LeetCode解题报告（419） -- 265. Paint House II

Problem

There are a row of n houses, each house can be painted with one of the k colors. The cost of painting each house with a certain color is different. You have to paint all the houses such that no two adjacent houses have the same color.

The cost of painting each house with a certain color is represented by an n x k cost matrix costs.

For example, costs[0][0] is the cost of painting house 0 with color 0; costs[1][2] is the cost of painting house 1 with color 2, and so on…

Return the minimum cost to paint all houses.

Example 1:

Input: costs = [[1,5,3],[2,9,4]]
Output: 5
Explanation:
Paint house 0 into color 0, paint house 1 into color 2. Minimum cost: 1 + 4 = 5; 
Or paint house 0 into color 2, paint house 1 into color 0. Minimum cost: 3 + 2 = 5.

Example 2:

1 2	Input: costs = [[1,3],[2,4]] Output: 5

Constraints:

costs.length == n
costs[i].length == k
1 <= n <= 100
2 <= k <= 20
1 <= costs[i][j] <= 20

Follow up: Could you solve it in O(nk) runtime?

Analysis

这是刷房子系列的第二题，如果没有做过第一题的先看一下我的解题博客Paint House，在里面我的解法是能支持多种颜色的，所以换句话说，只需要把颜色的种类从3换成一个变量，就可以直接解出这道题目。但是，这道题目的follow up提出在$O(nk)$的时间复杂度内解决，而我之前的解法是$O(nk^2)$的。

这是不是说之前的方法不可行呢？当然不是。先来看看$O(k^2)$是怎么产生的。因为在处理dp[i][j]时，要根据dp[i - 1][k] (k != j)都找一遍取一个最小的，所以这里对颜色的种类k做一个双循环。优化的关键就要在这里下功夫了，这里其实我们只需要找一个最小的，那我们可以不用双重循环的方法，而是先遍历一遍dp[i - 1]找到最小的k，然后去更新即可。那么还有个问题就是当j = k的时候，怎么更新dp[i][j]，很简单，如果不能用最小的k去更新，那就找一个第二小的k。
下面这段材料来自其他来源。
PR #6923, opened 2026-08-16
feat(#6905): write unanswerable dispatches down as unknown in links

### LINKED ISSUE #6905: Unhandled dispatches leave no trace in `links.xml`

VasilevNStas:
Fixes #6905.

## Problem

`needs.xml` records every dispatch, but `links.xml` says nothing about a dispatch that could not be answered — `Links` writes rows only for objects whose base names another object, and `Dispatched` only when it can work the dispatch out. A dispatch whose receiver nothing describes (`.if` 49 times, `.eq` 49, `.not` 28 in the runtime) falls between the two and leaves no trace. That silence is ambiguous between "not looked at" and "looked at, nothing known", and only the second is a fact (`eo-inference-spec.md` §8.3).

## Solution

Once the passes have stopped adding pairs, `Resolved` writes an `<unknown/>` row for every dispatch it could not answer:

```xml
<type id="Φ.app.φ">
  <unknown/>
</type>
```

A dispatch that *was* answered keeps its `ref` row and is never overwritten, and rows saying an object is a copy of something are left alone — the new type is only ever added where nothing was written.

## Changes

- `eo-inference/src/main/java/org/eolang/inference/Unknown.java` — new `Type` that writes `<unknown/>`.
- `eo-inference/src/main/java/org/eolang/inference/Resolved.java` — after the links are settled, `putIfAbsent` an `Unknown` row for every dispatch with no answer.
- Two new inference packs; two existing packs (`atom-that-comes-back-with-a-variable-stays-quiet`, `delegation-that-comes-back-is-walked-once`) updated — they previously asserted the *absence* of a row for an unanswerable dispatch, which is exactly the behaviour this issue changes.

## Tests

- `InferringTest` — 48 packs pass (46 existing + 2 new).
- `eo-inference` — 23 tests pass.
- `qulice` — clean.

@yegor256 please take a look.

### DIFF
--- a/eo-inference/src/main/java/org/eolang/inference/Resolved.java
+++ b/eo-inference/src/main/java/org/eolang/inference/Resolved.java
@@ -81,6 +81,9 @@ public final class Resolved implements Clue {
             pairs, new Bound(args, names, new Provided(given, names, voids)).all()
         ).all();
         rows.putAll(written.others());
+        for (final XML dispatch : dispatches) {
+            rows.putIfAbsent(dispatch.xpath("@loc").get(0), new Unknown());
+        }
         Files.write(
             links,
             new Types(rows).asXml().toString().getBytes(StandardCharsets.UTF_8)
--- a/eo-inference/src/main/java/org/eolang/inference/Unknown.java
+++ b/eo-inference/src/main/java/org/eolang/inference/Unknown.java
@@ -1,0 +1,27 @@
+/*
+ * SPDX-FileCopyrightText: Copyright (c) 2016-2026 Objectionary.com
+ * SPDX-License-Identifier: MIT
+ */
+package org.eolang.inference;
+
+import org.xembly.Directives;
+
+/**
+ * A dispatch that nothing could answer.
+ *
+ * <p>A dispatch is only known to be unanswerable once the passes have
+ * stopped adding pairs: the passes keep going while they add, so a row
+ * written before they settled would call something unanswerable that a
+ * later pass answers. An unknown is a fact like any other — the silence
+ * around an object that was never looked at says something else than the
+ * silence around one that was looked at and gave nothing.</p>
+ *
+ * @since 0.69.0
+ */
+final class Unknown implements Type {
+
+    @Override
+    public Directives directives() {
+        return new Directives().add("unknown").up();
+    }
+}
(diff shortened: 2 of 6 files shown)


yegor256:
@maxonfjvipon check this one

maxonfjvipon:
@VasilevNStas you wasn't assigned to the issue, why did you take it?

VasilevNStas:
@maxonfjvipon 

You are right, and I apologize. I checked for an open PR and whether it was merged, but I did not check the assignee — the issue is assigned to you, and you filed it. That is a gap in my process, not an excuse.

I took it because #6915 (which I had just implemented) and #6905 are in the same module and I had fresh context, but that does not justify taking an assigned issue.

Two options, your call:
1. I close my PR and leave #6905 to you.
2. If you are open to it, I keep the implementation (tests pass, qulice clean) and you review it as a contributor PR — with no hard feelings if you prefer to write it yourself.

Either way, I have updated my workflow: the assignee is now part of my pre-flight check before touching any issue.

Issue #6658, opened 2026-08-12
Inconsistent naming convention for `string` package classes in `eo-runtime`


maxonfjvipon:
Part of #6616. The hand-written atoms of the `string` package live in a Java package of their own:

```
eo-runtime/src/main/java/org/eolang/EO_string/EOprintf.java
eo-runtime/src/main/java/org/eolang/EO_string/EOregex$EOcompile.java
eo-runtime/src/main/java/org/eolang/EO_string/EOregex$EOpattern$EOmatch$EOmatched_from_index.java
eo-runtime/src/main/java/org/eolang/EO_string/PrintfArgs.java
eo-runtime/src/main/java/org/eolang/EO_string/package-info.java
```

That layout follows from `JavaPath`, which turns every segment before the last into an `EO_` package, so `Φ.string.printf` becomes `org.eolang.EO_string.EOprintf` while the inner atom `Φ.number.div` becomes `org.eolang.EOnumber$EOdiv` in `org.eolang` itself. Once the members of the `string` package are attributes of the `string` formation, `Φ.string.printf` is an inner object and the class the transpiler expects is `org.eolang.EOstring$EOprintf`.

Rename the four classes and their tests in `src/test/java/org/eolang/EO_string/` accordingly, and drop the now-empty package and its `package-info`. Only the class names and the package declaration change: `atoms.csv` is keyed by forma, `Φ.string.printf` stays `Φ.string.printf`, and `PhDefault.forma()` reads the locator from XMIR rather than the Java class, so nothing about atom lookup moves.

The rename has to land with the pull request that merges the `string` package, since the generated `EOstring` will look for the new names the moment that package is switched on.

0pdd:
@maxonfjvipon the puzzle [#6932](https://github.com/objectionary/eo/issues/6932) is still not solved.

0pdd:
@maxonfjvipon the only puzzle [#6932](https://github.com/objectionary/eo/issues/6932) is solved here.

PR #6926, opened 2026-08-16
Merge the string package into the string object

maxonfjvipon:
Last package of #6657. Every member of the `string` package now takes its receiver from `^` rather than from a leading void, so `string.length` becomes a plain dispatch:

```
[] > length
  if. > @
    eq.
      text.as-bytes.size >> size!
      ...
  ^ > text
```

That turns `string.last-index-of text separator` into `text.last-index-of separator`, `regex "/linux/i"` into `"/linux/i".regex`, and so on across `path.eo`, `os.eo`, `uri.eo`, `file.eo`, `directory.eo` and the string members themselves.

The two regex atoms had to move in the same commit — `EO_string/EOregex$EOcompile` is now `org.eolang.EOstring$EOregex$EOcompile`, since after the merge there is no `EO_string` Java package to hold them. That is #6658, and it cannot land separately.

Two receiver mistakes worth calling out, both caught by the suite: `as-ascii` is a `string` member, so `bytes/as-hex.eo` and `string/english.eo` had to wrap their byte in a `string` before dispatching on it, rather than reaching for `as-ascii` on a bytes object.

With `string` merged, no package in eo-runtime is left unmerged, so `PhNestTest` keeps only `refusesPackageThatWasNeverTranspiled`, the one test that builds a `PhNest` by hand. The other five had no package object left to point at. `PhNest` itself goes away in #6659.


0crat:
@maxonfjvipon Thanks for the contribution! You've earned +4 points for this: +16 as a basis; -4 for too many hits-of-code (860 >= 100); -8 for way too many hits-of-code (860 >= 400). Please, [keep](https://www.yegor256.com/2018/03/06/speed-vs-quality.html) them coming. Your running score is [+911](https://www.eolang.org/zerocracy/objectionary-vitals.html); don't forget to check your [Zerocracy account](https://www.zerocracy.com/) too).

PR #6929, opened 2026-08-16
#6918: reject horizontal argument applied to the identity glyph

### LINKED ISSUE #6918: `I 5` results in unnamed argument inside identity formation causing formation body read error
`Emissions.identity` (`eo-parser/src/main/java/org/eolang/parser/Emissions.java:294-300`) opens a base-less `<o>` for the glyph, emits the void and the φ, and closes only the φ — deliberately, so that "horizontal arguments land on the identity exactly as they land on a parenthesised `(x > [x])`". The arguments therefore become children of the formation itself, and because that parent carries no `@base`, `mandatory-as.xsl` reads it as a formation body and leaves them without `@as` as well.

So this program

```
+package f

# App.
[] > app
  I 5 > y
```

yields a formation whose third child has neither `@name` nor `@as`:

```xml
<o name="y">
  <o base="∅" name="x"/>
  <o base="ξ.x" name="φ"/>
  <o base="Φ.number" loc="Φ.f.app.y.α2">…</o>
</o>
```

and printing that tree back gives

```
[] > app
  [x] > y
    x > @
    5
```

where `5` is a plain child of a formation carrying no name suffix. R-6.2.1 requires one, so R-5.3.1 rejects it with `object inside formation must have a name`.

This is #6848 under a new spelling. That issue reported the same tree and the same printed output for `(m > [m]) 5`, and afcad9dccf closed it by rejecting a non-empty argument list on a group head that wraps an inline-phi. The guard it added is gated on `head.kind() == Value.Kind.GROUP` (`LnApplication.java:176`). The `I` glyph was already on the branch when that guard was written — 96226c8268 is an ancestor of afcad9dccf — and it arrives as `Value.Kind.IDENTITY`, which the guard does not name, so the shape is reachable again in two characters. Nothing downstream flags it either: the printer test in 3ad1241066 pins the long layout for exactly this object. Same family as #6707, which reports the sibling shape for `T`.

Extending that guard to the identity head, with the positioned error `([x]) 5` already produces, closes it the way #6848 was closed.

@yegor256 please take a look.

morphqdd:
Emissions.identity opens a base-less <o> for the I glyph and leaves it open, so horizontal arguments land on it exactly as they land on a parenthesised (x > [x]). Since the identity always expands to an inline-phi-style formation, any horizontal argument becomes an unnamed formation child.

This is #6848 under a new spelling. That issue rejected the same shape for a paren-group wrapping an inline-phi, gated on head.kind() == Value.Kind.GROUP. The I glyph carries Value.Kind.IDENTITY instead, which the guard did not name.

Extended LnApplication's guard to reject any horizontal argument applied to a head that opens a formation body of its own, whether that head is a paren-group wrapping an inline-phi or the identity glyph. Both now produce the same "horizontal formation not allowed as argument" error.

Verified the existing valid uses of I stay valid: I as a bare value, I named as a formation with a later pipe application (| 5), and I as a body/argument with no horizontal args, all still parse.

Closes #6918

### DIFF
--- a/eo-parser/src/main/java/org/eolang/parser/LnApplication.java
+++ b/eo-parser/src/main/java/org/eolang/parser/LnApplication.java
@@ -153,10 +153,11 @@ final class LnApplication implements Line {
     }
 
     /**
-     * Reject a paren-group head that cannot carry what follows it: bare
-     * redundant parentheses around a whole top-level expression, or a
-     * horizontal argument list applied to an inline-phi formation the
-     * group wraps.
+     * Reject a head that cannot carry what follows it: bare redundant
+     * parentheses around a whole top-level expression, or a horizontal
+     * argument list applied to a head that opens a formation body of its
+     * own — a paren-group wrapping an inline-phi expression, or the
+     * identity glyph {@code I}, itself sugar for one (#6848, #6918).
      * @param head The head value
      * @param chain Method-dispatch chain following the head (may be empty)
      * @param args Horizontal arguments following the head (may be empty)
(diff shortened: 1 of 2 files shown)


morphqdd:

0crat:
@morphqdd Thanks for the contribution! You've earned +12 points for this: +16 as a basis; -4 for too few (32) hits-of-code. Please, [keep](https://www.yegor256.com/2018/03/06/speed-vs-quality.html) them coming. Your running score is [+4939](https://www.eolang.org/zerocracy/objectionary-vitals.html); don't forget to check your [Zerocracy account](https://www.zerocracy.com/) too).

PR #660, opened 2022-07-20
Give first obs in initial data a valid configuration

toddburnside:
NGC-5949 is a North only target, but it had a GMOSSouth configuration


swalker2m (approved):
:+1:

PR #661, opened 2022-07-21
Remove duplicate  enum

swalker2m:
The schema defined both `Partner` and `partner` enums and they were identical. This removes `partner` and moves some proposal stuff over from `ProgramSchema` over to where it belongs in `ProposalSchema`.

The only visible difference should be that `partner` goes away and `PartnerSplitsInput` `partner` field is now type `Partner` instead of `partner`.

Screen Shot 2022-07-21 at 15 03 12
Screen Shot 2022-07-21 at 15 01 28


toddburnside (approved):
LGTM

PR #703, opened 2022-12-11
Set a default SED

cquiroz:
I did a naive fix to support empty SED but it was too naive
Turns out we can't update `lucuma-core` is it is scala-3 only now. Given this project is going to be short lived we may as well just assign a default SED until `lucuma-odb` proper can solve it
This is working with explore and the latest `lucuma-core`

### DIFF
--- a/modules/core/src/main/scala/lucuma/odb/api/model/targetModel/SourceProfileModel.scala
+++ b/modules/core/src/main/scala/lucuma/odb/api/model/targetModel/SourceProfileModel.scala
@@ -303,10 +303,14 @@ object SourceProfileModel {
 
     import lucuma.odb.api.model.targetModel.SourceProfileModel.BandNormalizedInput._
 
-    override val create: ValidatedInput[BandNormalized[T]] =
-      (sed.notMissingAndThen("sed")(_.toUnnormalizedSed),
-       brightnesses.notMissingAndThen("brightnesses")(brightnessCreator[T])
-      ).mapN { (sed, bright) => BandNormalized(sed, bright) }
+    override val create: ValidatedInput[BandNormalized[T]] = {
+      // we can't update lucuma-core thus we need to default to somthing
+      val modelSed = sed.toOption.map(_.toUnnormalizedSed)
+        .getOrElse(UnnormalizedSED.StellarLibrary(StellarLibrarySpectrum.O5V).validNec)
+      (modelSed, brightnesses.notMissingAndThen("brightnesses")(brightnessCreator[T])).mapN { (sed, bright) =>
+        BandNormalized(sed, bright)
+      }
+    }
 
     override val edit: StateT[EitherInput, BandNormalized[T], Unit] =
       for {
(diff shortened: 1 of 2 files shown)


toddburnside (approved):
LGTM

modules/core/src/main/scala/lucuma/odb/api/model/targetModel/SourceProfileModel.scala
```diff
@@ -303,10 +303,14 @@ object SourceProfileModel {
...
-       brightnesses.notMissingAndThen("brightnesses")(brightnessCreator[T])
-      ).mapN { (sed, bright) => BandNormalized(sed, bright) }
+    override val create: ValidatedInput[BandNormalized[T]] = {
+      // we can't update lucuma-core thus we need to default to somthing
+      val modelSed = sed.toOption.map(_.toUnnormalizedSed)
+        .getOrElse(UnnormalizedSED.StellarLibrary(StellarLibrarySpectrum.O5V).validNec)
+      (modelSed, brightnesses.notMissingAndThen("brightnesses")(brightnessCreator[T])).mapN { (sed, bright) =>
+        BandNormalized(sed, bright)
+      }
+    }
```
swalker2m, line 313: In the `edit` below, we should probably switch to `sed.validateNullable` and then I guess treat an attempt to assign `null` as `05V`?

Maybe

```
s <- sed.validateNullable(_.toUnnormalizedSed).liftState
_ <- BandNormalized.set[T] := s.map(_.getOrElse(UnnormalizedSED.StellarLibrary(StellarLibrarySpectrum.O5V)))
```

modules/core/src/main/scala/lucuma/odb/api/schema/SourceProfileSchema.scala
```diff
@@ -583,7 +583,7 @@ object SourceProfileSchema {
   )(implicit ev: InputType[BandBrightnessInput[T]]): InputObjectType[BandNormalizedInput[T]] =
     InputObjectType[BandNormalizedInput[T]](
       s"BandNormalized${groupName.capitalize}Input",
-      s"""Create or edit a band normalized value with $groupName magnitude units.  Specify both "sed" and "brightnesses" when creating a new BandNormalized${groupName.capitalize}.""",
+      s"""Create or edit a band normalized value with $groupName magnitude units.  Specify "brightnesses" and an optional "sed" parameter when creating a new BandNormalized${groupName.capitalize}.""",
       List(
         InputObjectUnnormalizedSed.createRequiredEditOptional("sed", s"BandNormalized${groupName.capitalize}"),
```
swalker2m, line 588: This would switch to `nullableField("sed")`.

swalker2m (commented):
No need to change anything, but in case it comes up.

modules/core/src/main/scala/lucuma/odb/api/model/targetModel/SourceProfileModel.scala
cquiroz: Right, at the moment explore won't try to send a null but maybe we should support it for api clients?

swalker2m: Oh, well especially in that case it doesn't seem like it's worth the trouble considering tmp-api is EOL.

PR #1014, opened 2023-07-09
Suggest `SigLevel = Never` when prompting user to add local repo to pacman.conf

chenxiaolong:
Currently, when using the local repo option, paru's help text suggests setting `SigLevel` to `PackageOptional DatabaseOptional`, along with adding the local repo as an additional `CacheDir` to avoid unnecessary copies to `/var/cache/pacman/pkg`. Unfortunately, since pacman 6, this doesn't actually work when packages are unsigned. With optional signatures, if pacman can't find the `.sig` in the cache, it triggers the download logic, causing the local packages to be copied to the first listed `CacheDir`.

Since most users are unlikely to sign their locally-built AUR packages, it probably makes the most sense to have the help text suggest setting `SigLevel` to `Never` instead, which avoids this problem since pacman won't try to look for the `.sig` in the cache. Folks who sign their packages are unaffected regardless of the `SigLevel` value since there's never a situation where a file would be "missing" from the cache.

[1] https://bugs.archlinux.org/task/71109

### DIFF
--- a/src/config.rs
+++ b/src/config.rs
@@ -800,7 +800,7 @@ impl Config {
     CacheDir = /var/lib/repo/aur
 
     [aur]
-    SigLevel = PackageOptional DatabaseOptional
+    SigLevel = Never
     Server = file:///var/lib/repo/aur"
                 );
             }


Morganamilo:
> causing the local packages to be copied to the first listed CacheDir.

That may count as a regression in pacman so maybe it should be fixed there. I don't really like the idea of explicitly ignoring sigs.

chenxiaolong:
Fair enough and I agree it should preferably be fixed in pacman. It's a [known issue upstream](https://bugs.archlinux.org/task/71109), though it hasn't gotten much traction.

Morganamilo:
I'll get around to it eventually. Hoping to pick back up on projects the best that I can.

PR #1018, opened 2023-07-23
Update Cargo.toml http => https

szabgab:


szabgab:
Thanks for accepting. I am building the [rust digger](https://rust-digger.code-maven.com/) to find similar simple and also slightly more complex issues with crates.

PR #1043, opened 2023-10-11
Update README.md

lollilol:
installation section:
added install "git". Its not preinstalled sometimes.


iruoy:
This should be closed. Somehow a typo snuck into this 4 character commit. Other than that it's the same as #1024

PR #1046, opened 2023-10-12
kuchiki -> scraper

### LINKED ISSUE #931: Kuchiki is unmaintained
This is to let you know that your dependency https://crates.io/crates/kuchiki will not receive new versions. I’ve archived its source repository: https://github.com/kuchiki-rs/kuchiki#archived

No immediate action is required as I’m not planning the yank the crate. If and when you look into replacing the dependency, I’d like to encourage you to experiment with data structures since `Rc`+`Weak` is only one of many ways to represent trees in Rust.

SandaruKasa:
Resolves #931

An API from AUR would, of course, be more convenient, but it is what it is.

Bonus: just like `kuchiki`, `scraper` is just a front-end for `html5ever` & `cssparser` (but a newer version of it), so not much has changed in terms of dependencies.

### DIFF
--- a/Cargo.lock
+++ b/Cargo.lock
@@ -18,6 +18,18 @@ source = "registry+https://github.com/rust-lang/crates.io-index"
 checksum = "f26201604c87b1e01bd3d98f8d5d9a8fcbb815e8cedb41ffccbeb4bf593a35fe"
 
 [[package]]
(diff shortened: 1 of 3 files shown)


SandaruKasa:
Oops

PR #1044, opened 2023-10-11
Fix chrono depricated warnings

balroggg:
Fix `chrono` depricated warnings and clippy warnings.

PR #1047, opened 2023-10-12
Fix deprecated `from_utc`

SandaruKasa:
A no-brainer, really. Even the bodies of those functions are the same. It's just that `from_utc` wasn't verbose enough, so now it's deprecated and they ask you to use `from_naive_utc_and_offset` instead.

Makes cargo shut up about the use of a deprecated function.


SandaruKasa:
Nevermind, somebody already got there faster than me and even fixed most of the clippy warning.

Closing in favor of #1044

PR #1071, opened 2023-11-13
Add news_url in config.rs

weitcis:
This PR allows the user to specify which rss feed to fetch news from by specifying a URL after NewsOnUpgrade. This can be useful for users of other pacman-based distros.

### DIFF
--- a/src/config.rs
+++ b/src/config.rs
@@ -416,6 +416,8 @@ pub struct Config {
     pub aur_rpc_url: Option<Url>,
     #[default(Url::parse("https://archlinux.org").unwrap())]
     pub arch_url: Url,
+    #[default(Url::parse("https://archlinux.org/feeds/news/").unwrap())]
+    pub news_url: Url,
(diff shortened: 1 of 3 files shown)


src/config.rs
```diff
@@ -1056,7 +1057,12 @@ impl Config {
             "BatchInstall" => self.batch_install = true,
             "UseAsk" => self.use_ask = true,
             "SaveChanges" => self.save_changes = true,
-            "NewsOnUpgrade" => self.news_on_upgrade = true,
```
Morganamilo, line 1059: Seems weird to have 2 ways to set the news url. I think just the direct option is fine.

uetcis: Sorry I didn't get it. What do you mean by the direct option?

uetcis: Do you mean that we should remove `news_on_upgrade` and only leave `news_url`?

Morganamilo: yeah

PR #1074, opened 2023-11-19
Add printing of which package failed to clean in aur cache

triarius:
I recently installed a package from the AUR that `srcinfo.rs` failed to parse the `.SRCINFO` of. As a result, when I attempted to clean the caches (with `paru -Sc`), I get an error message of the parse failure, but there is no indication of which package the error originated from. This PR adds that information to the output.

### DIFF
--- a/src/clean.rs
+++ b/src/clean.rs
@@ -94,16 +94,18 @@ fn clean_aur(
     let cached_pkgs = read_dir(&config.fetch.clone_dir)
         .with_context(|| tr!("can't open clone dir: {}", config.fetch.clone_dir.display()))?;
 
-    #[allow(unused_must_use)]
-    cached_pkgs.for_each(|maybe_pkg| {
-        maybe_pkg.map_err(anyhow::Error::from).map(|path| {
-            clean_aur_pkg(config, &path, remove_all, keep_installed, keep_current, rm).map_err(
-                |err| {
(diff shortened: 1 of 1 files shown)


Morganamilo:
Good change but I'm not a fan of the nesting here and change of a for loop to a for_each. The compiler warning about unused values is a sign it's probably not the ideal way to write this.

I think the way to do this is just .with_context() the original error returned by `clean_aur_pkg` then `if let` it as usual. Also the error message needs to be in a `tr!()` so it can be translated.

triarius:
@Morganamilo how about now?

This is what it looks like

src/clean.rs
```diff
@@ -136,7 +135,13 @@ fn clean_aur_pkg(
         return do_remove(config, &file.path(), rm);
     }
 
-    let srcinfo = Srcinfo::parse_file(file.path().join(".SRCINFO"))?;
+    let srcinfo = Srcinfo::parse_file(file.path().join(".SRCINFO")).with_context(|| {
+        let file_name = file.file_name();
+        tr!(
+            "could not parse .SRCINFO for '{}'",
+            file_name.to_string_lossy()
```
Morganamilo, line 142: use .display() here instead. Otherwise all good.

Morganamilo: Actually this is the filename and not a Path so nevermind.

PR #1141, opened 2024-02-24
Fix cache_dir instead of state_dir in error message

paullouisageneau:
This PR makes the `failed to create state directory` error display the proper directory, as it can be quite confusing when it happens.


soloturn:
mind merging @Morganamilo ?

PR #1160, opened 2024-03-19
scripts/mkmo: switch msgfmt args

ralphptorres:
When POSIXLY_CORRECT is set, msgfmt requires options to be specified before the po files (as also defined in its man).


ralphptorres:
Fixes build errors on archlinux when said env var is set.

PR #2574, opened 2024-02-19
be/c: emit compile script with *.c+binary-file

michaellilltokiwa:

### DIFF
--- a/src/dev/flang/be/c/C.java
+++ b/src/dev/flang/be/c/C.java
@@ -30,7 +30,10 @@ import java.io.IOException;
 
 import java.nio.ByteBuffer;
 import java.nio.ByteOrder;
+import java.nio.file.Files;
+import java.nio.file.Path;
 import java.util.Arrays;
+import java.util.stream.Collectors;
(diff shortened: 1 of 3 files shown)


michaellilltokiwa:
@maxteufel Hmm, I see you point. Maybe we should emit the binary plus a directory containing all artifacts?

fridis:
I would first like to understand what the use case is for this script. 
One use case I can think of is for us during debugging of the C backend to be able to recompile the C code easily. But for this, it is IMHO sufficient to output the C compiler command line when `-verbose=n` is set high enough.

michaellilltokiwa:
My idea was for in the future to add scripts to be able to compile the c-source with e.g. emscripten to wasm, cross-compile for windows or offer a script to do compilation with gcc. But I agree with @maxteufel that these scripts should not be emitted by default. Furthermore the *.c-file should probably also be deleted unless user sets an option like `-XkeepGeneratedCode=on` or similar. @fridis @maxteufel Do you share this opinion?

所以归纳一下，优化的方法就是，先遍历dp[i - 1]的所有颜色状态，找出使得dp[i][k]最小的k1以及第二小的k2，最后再遍历一遍dp[i - 1]去更新，对于j != k1的情况，dp[i][j]就用dp[i - 1][k1]去更新；对于j == k1的情况，dp[i][k1]就用dp[i - 1][k2]去更新，这样复杂度就降下来了。

Solution

无。

Code

class Solution {
public:
    int minCostII(vector<vector<int>>& costs) {
        int size = costs.size(), numberOfColor = costs[0].size();
        
        vector<vector<int>> dp(size, vector<int>(numberOfColor, INT_MAX));
        // base case
        for (int j = 0; j < numberOfColor; ++j) {
            dp[0][j] = costs[0][j];
        }
        for (int i = 1; i < size; i++) {
            // find the minColor and the secondMinColor from previous row
            int minColor = -1, secondColor = -1;
            for (int j = 0; j < numberOfColor; j++) {
                if (minColor == -1 || dp[i - 1][j] < dp[i - 1][minColor]) {
                    secondColor = minColor;
                    minColor = j;
                } else if (secondColor == -1 || dp[i - 1][j] < dp[i - 1][secondColor]) {
                    secondColor = j;
                }
            }
            
            // update dp[i][j]
            for (int j = 0; j < numberOfColor; j++) {
                if (j == minColor) {
                    dp[i][j] = min(dp[i][j], dp[i - 1][secondColor] + costs[i][j]);
                } else {
                    dp[i][j] = min(dp[i][j], dp[i - 1][minColor] + costs[i][j]);
                }
            }
        }
        
        int result = INT_MAX;
        for (int j = 0; j < numberOfColor; ++j) {
            result = min(result, dp[size - 1][j]);
        }
        return result;
    }
};

Summary

这道题目主要的思路还是基于上一道系列题，重点在于优化。这也给我们提供了一个优化dp复杂度的思路，就是在更新状态时，我们通常会直接用形如dp[i] = min(dp[i - 1] + x)的形式去更新，而实际上深入分析这个最小值无非就是两个数值，因此有时候是可以优化的。这道题目的分享到这里，感谢你的支持！